The factual findings of the probate court and the Court of Appeals that the will in
question was executed according to the formalities required by law are conclusive
on the Supreme Court when supported by evidence. 

Q. Is the exclusion of the decedent’s sister from the alleged holographic will without rhyme or
reason, being the only surviving sister of the testatrix with whom she shares an intimate
relationship, thus demonstrating the lack of testamentary capacity of testatrix?

A. No. In the case of Pecson v. Coronel,  it was held —

The appellants emphasize the fact that family ties in this country are very
strongly knit and that the exclusion of a relative from one's estate is an
exceptional case. It is true that the ties of relationship in the Philippines are very
strong, but we understand that cases of preterition of relatives from the
inheritance are not rare. The liberty to dispose of one's estate by will when there
are no forced heirs is rendered sacred by the Civil Code in force in the Philippines
since 1889...

Article 842 of the Civil Code provides that one who has no compulsory heirs may dispose by will
of all his estate or any part of it in favor of any person having capacity to succeed.

It is within the right of the testatrix not to include her only sister who is not a
compulsory heir in her will. Nevertheless, per testimony of Asuncion Gemperle, the latter
had reserved two boxes of jewelry worth P850,000.00 for petitioner. Furthermore, petitioner's
son Francis was instituted as an heir in the contested will.
Q. Is the fact that in the holographic will the testatrix failed to dispose of all of her estate is an
indication of the unsoundness of her mind?

A. No. We cannot subscribe to this contention. Art. 841 of the Civil Code provides —

A will shall be valid even though it should not contain an institution of an heir, or
such institution should not comprise the entire estate, and even though the
person so instituted should not accept the inheritance or should be incapacitated
to succeed.

In such cases, the testamentary dispositions made in accordance with law shall be
complied with and the remainder of the estate shall pass to the legal heirs.

Thus, the fact that in her holographic will, testatrix disposed of only eleven (11) of her real
properties does not invalidate the will, or is it an indication that the testatrix was of unsound
mind. The portion of the estate undisposed of shall pass on to the heirs of the deceased in
intestate succession.

Neither is undue influence present just because blood relatives, other than compulsory heirs
have been omitted, for while blood ties are strong in the Philippines, it is the testator's right to
disregard non-compulsory heirs. The fact that some heirs are more favored than others is proof
of neither fraud or undue influence.  Diversity of apportionment is the usual reason for making a
testament, otherwise, the decedent might as well die intestate. 

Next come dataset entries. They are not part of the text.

Issue #1949, opened 2022-05-02
[Bug] Unnecessary Version Bumps for Forked Rules 


terrancedejesus:
A bug exists in the version locking process for this repository. Forked rule versions as a result of `min_stack_version` bump the version as the SHA256 hash from `version.lock.json` does not match upstream. 

The bug occurs when a rule has been forked (previous locked with a change occurring _after_ a `min_stack_version` has been added). This is because the state of the version.lock persists across all backported branches from main, and so the delta on the rule, even though it is an _old_ change, is interpreted as a _new_ change. This results in a version bump to the rule at package build time (occurring after a lock).

Bug originally discussed by myself, @brokensound77 and @Mikaayenson.
- https://github.com/elastic/ia-trade-team/issues/30
- [x] manually reconcile versions in the `versions.lock` #1950
- [ ] fix the bug in the `manage_versions` method to consult the `packages.yml` to determine _where_ a rule package is being built from

PR #1950, opened 2022-05-02
Manually reconciled versions from forked rule package generation bug

brokensound77:
## Issues
part of #1949 

## Summary
Building a rules package from any branch other than main creates a bug for any forked rules. This is because it senses forward changes (which are already accounted for in the `versions.lock`) as _new_ changes, and adds an unnecessary bump.

This change reconciles changes made to the integrations OOB release package (elastic/integrations/pull/3238).

### DIFF
--- a/detection_rules/etc/version.lock.json
+++ b/detection_rules/etc/version.lock.json
@@ -908,13 +908,13 @@
         "rule_name": "Telnet Port Activity",
         "sha256": "3dd4a438c915920e6ddb0a5212603af5d94fb8a6b51a32f223d930d7e3becb89",
         "type": "query",
-        "version": 9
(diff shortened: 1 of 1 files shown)


brokensound77:
`previous` should never overtake root level versions, which this reconciliation manually accounts for. We should think through any upstream implications resulting from this.

terrancedejesus (approved):
LGTM. Discussed this directly while working on OOB integration release for 1.0.2.

Mikaayenson (approved):
LGTM: May be good to comment on why some rules bumped by 1 vs bumped by 2 (for our future reference) so that it's clear why some only bumped one version.

Issue #1980, opened 2022-05-17
 [New Rule] Kubernetes Secrets Access


imays11:
## Description

This rule detects a user attempt to access either one or all Kubernetes secrets within a given namespace, through a Kubernetes API server request. Secrets often hold values that span a spectrum of importance, many of which can allow for escalations within Kubernetes and access to external systems.

### Target indexes

filebeat-*, logs-kubernetes.*
### Additional requirements

Kubernetes audit log integration
### Target Operating Systems

linux, containers
### Platforms

kubernetes
### Tested ECS Version
8.0.0

### Query
```
event.dataset : "kubernetes.audit_logs" and kubernetes.audit.objectRef.resource : "secrets" and kubernetes.audit.verb : ("get" or "list")
```
### New fields required in ECS/data sources for this rule?
kubernetes.audit.objectRef.resource
kubernetes.audit.verb
### References

https://kubernetes.io/docs/concepts/configuration/secret/ 
https://kubernetes.io/docs/tasks/configmap-secret/managing-secret-using-kubectl/

## Example Data

<detail>
</detail>

imays11:
Too broad to be an effective behavior based rule. Too many false positives

PR #1981, opened 2022-05-17
[New Rule] Kubernetes credential_access_kubernetes_secrets_accessed

imays11:
## Issues

https://github.com/elastic/detection-rules/issues/1980
## Summary

This rule detects a user attempting to access either one or all Kubernetes secrets within a given namespace, through a Kubernetes API server request. Kubernetes secrets often hold sensitive information, including credentials. Actions taken to gather credentials to container and cloud infrastructure can allow for privilege escalation within Kubernetes and access to external systems.

## Contributor checklist


rules/integrations/kubernetes/credential_access_kubernetes_secrets.toml
```diff
@@ -0,0 +1,54 @@
...
+"""
+false_positives = [
+    """
+    An administrator may need to access secrets for a legitimate purpose.
+    """,
+]
+index = ["filebeat-*", "logs-kubernetes.*"]
+language = "kuery"
+license = "Elastic License v2"
+name = "Access Kubernetes Secrets"
```
terrancedejesus, line 20:
```suggestion
name = "Kubernetes Secrets Accessed"
```

May recommend making it more past-tense for the user. Looking at the alert may saying "Accessed" may give some motivation to review.

terrancedejesus (approved):
Approving. Made a small suggestions to name.

Mikaayenson (commented):
Is there anything about adversary behavior that would limit the FPs?

imays11:
> Is there anything about adversary behavior that would limit the FPs?

@Mikaayenson 
Really good question, so the only thing I can think of would be that an adversary would need to actually see the content of the secret. `kubectl get secrets -o yaml` would send a "list" request to the API server which shows all secrets in a namespace along with their content. While `kubectl get secret <name_of_secret>` would send a "get" request and only show the name of the secret specified. However, you can still use that command to list the contents of the secret with something like this:
 `kubectl get secret db-user-pass -o yaml` I'll do a little more digging and see if there's a way to differentiate those 2 types of requests. We may be able to filter out the "get" requests that don't actually show the content of the secret, but I'm not sure. 
https://kubernetes.io/docs/reference/access-authn-authz/authorization/#determine-the-request-verb

Now, another approach that would definitely give less FPs would be to detect what happens after a secret has been accessed. For example, if an adversary 1st accessed a serviceaccount token (secret) and then went on to try to enumerate what permissions they have by calling the "selfsubjectreview" API--by running something like `kubectl auth can-i --token="$TOKEN"`. That would be very strange behavior for service accounts and would almost certainly be an indicator of adversary behavior. But that's just 1 use case for 1 type of secret, there are at least 8 different secret types that could all be used for different adversary behavior after this initial access. 
https://kubernetes.io/docs/concepts/configuration/secret/#secret-types

rules/integrations/kubernetes/credential_access_kubernetes_secrets_accessed.toml
```diff
@@ -0,0 +1,57 @@
+[metadata]
+creation_date = "2022/05/17"
+maturity = "production"
+updated_date = "2022/05/17"
+integration = "kubernetes"
+
+[rule]
+author = ["Elastic"]
+description = """
+This rule detects a user attempting to access either one or all Kubernetes secrets within a given namespace, through a Kubernetes API server request. Kubernetes secrets often hold sensitive information, including credentials. Actions taken to gather credentials to container and cloud infrastructure can allow for privilege escalation within Kubernetes and access to external systems.
```
brokensound77, line 10: Lint or line break at 120

rules/integrations/kubernetes/credential_access_kubernetes_secrets_accessed.toml
```diff
@@ -0,0 +1,57 @@
+[metadata]
+creation_date = "2022/05/17"
+maturity = "production"
+updated_date = "2022/05/17"
+integration = "kubernetes"
```
brokensound77, line 5: How long has this integration existed. We may need to add a `min_stack_version` to only backport this to stacks when this became available

imays11: The manifest says

imays11: @brokensound77 kubernetes integration manifest says:

```
release: ga
conditions:
  kibana.version: "^8.2.0"
```

imays11:
Closing this Pull Request due to broad scope and too many false positives. Replacing with rules more narrowly focused on malicious behavior from service account tokens. #2030 #2040

PR #2857, opened 2023-06-14
[Rule Tuning] Potential Persistence Through Run Control Detected

Aegrah:
## Summary
The rule was good, as it only captured true positives in telemetry, but it did not capture any malicious behavior from the malware dataset. The proposed logic in this PR will enable the detection of any newly created or modified rc.local files, thus allowing for more detections.

Red Sector was checked, and barely any hits are returned, nor are there any FPs found in my personal testing stack. 

Additionally, this PR removed the investigation guide as it was merged before proper checks, and this will be readded in a seperate PR later this release cycle. Finally, the rule name was adjusted to better match our other rules. 

## Detection
```
host.os.type : "linux" and event.category : "file" and 
event.type : ("change" or "file_modify_event" or "creation" or "file_create_event") and
file.path : "/etc/rc.local" and not file.extension : "swp"

[rule.new_terms]
field = "new_terms_fields"
value = ["host.id", "process.executable"]

value = "now-7d"
```


w0rk3r (approved):
LGTM, nice work testing for FNs 🧙🏼 

One possible improvement is to change the rule description to explain the usage of new term

Samirbous (approved):
nice use of NewTerm, maybe use host.id/= or host.name instead of process.executable ? otherwise LGTM!

MakoWish:
Funny! I just had a false positive on this one for `yum`, and I was going to open a PR to tune it. Just realized I didn't have the latest version of the rule, and you already fixed it. :-)

Issue #2864, opened 2023-06-21
[Rule Tuning] Kubernetes Anonymous Request Authorized


imays11:
## Link to rule
https://github.com/elastic/detection-rules/blob/main/rules/integrations/kubernetes/initial_access_anonymous_request_authorized.toml 

## Description

Suggested tuning for the exclusions. In telemetry this rule is incredibly noisy and the exclusions are not working as expected likely due to missing wildcards. I'm changing the exclusion field to use `kubernetes.audit.requestURI` and adding wildcards to them. This has been veririfed in telemetry with over 75,000 false positives within the last week and 0 with the suggested tuning. 
## Exclusion Change in Query

`and not kubernetes.audit.requestURI: (/livez* or /readyz* or /healthz*)`

PR #2865, opened 2023-06-21
[Rule Tuning] Kubernetes Anonymous Request Authorized

imays11:
## Issues

https://github.com/elastic/detection-rules/issues/2864 
## Summary
 The following query change has been made to account for the exclusions that are not working as expected and causing a very high false positive rate in telemetry. This tuning results in 0 false positives from over 75,000 in the past week.

`
  and not kubernetes.audit.requestURI:(/healthz* or /livez* or /readyz*)
`


Aegrah (approved):
Good catch!

DefSecSentinel (approved):
LGTM

terrancedejesus (approved):

PR #2665, opened 2023-03-25
[Rule Tuning] Change Network Rules to Use Network Packet Capture Integration

terrancedejesus:
## Issues
* https://github.com/elastic/detection-rules/issues/2200

## Summary
This PR takes all network rules in the `/network` folder and makes them Network Packet Capture (NPC) integration rules. As a result, integration manifests and schemas were updated to pull in this integration schema.

PR #2925, opened 2023-07-14
[Rule Tuning] Add `filebeat` Compatibility to Network Rules

terrancedejesus:
## Summary
Per community members, alerts for network-related rules have ceased since the tuning of network rules to rely on `packetbeat` and network packet capture (NPC) data streams only. Community members explained that firewall logs are ingested via `filebeat` and thus these rules no longer check these datastreams.

We should review these rules and add compatibility for `filebeat` and `auditbeat` if plausible. The queries will just need to be adjusted to account for either.


rules/network/discovery_potential_port_scan_detected.toml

The contention of the petitioner that the will was obtained by undue influence or improper
pressure exerted by the beneficiaries of the will cannot be sustained on mere conjecture or
suspicion; as it is not enough that there was opportunity to exercise undue influence or a
possibility that it may have been exercised.  The exercise of improper pressure and
undue influence must be supported by substantial evidence that it was actually
exercised.

There is likewise no question as to the due execution of the subject Will. To Our minds, the most
authentic proof that deceased had testamentary capacity at the time of the execution of the Will,
is the Will itself which according to a report of one of the two expert witnesses reveals the
existence of significant handwriting characteristics such as:

1. Spontaneity, freedom, and speed of writing

3. good line quality.

4. presence of natural variation

The characteristics of spontaneity, freedom and good line quality could not be
achieved by the testatrix if it was true that she was indeed of unsound mind
and/or under undue influence or improper pressure when she the Will.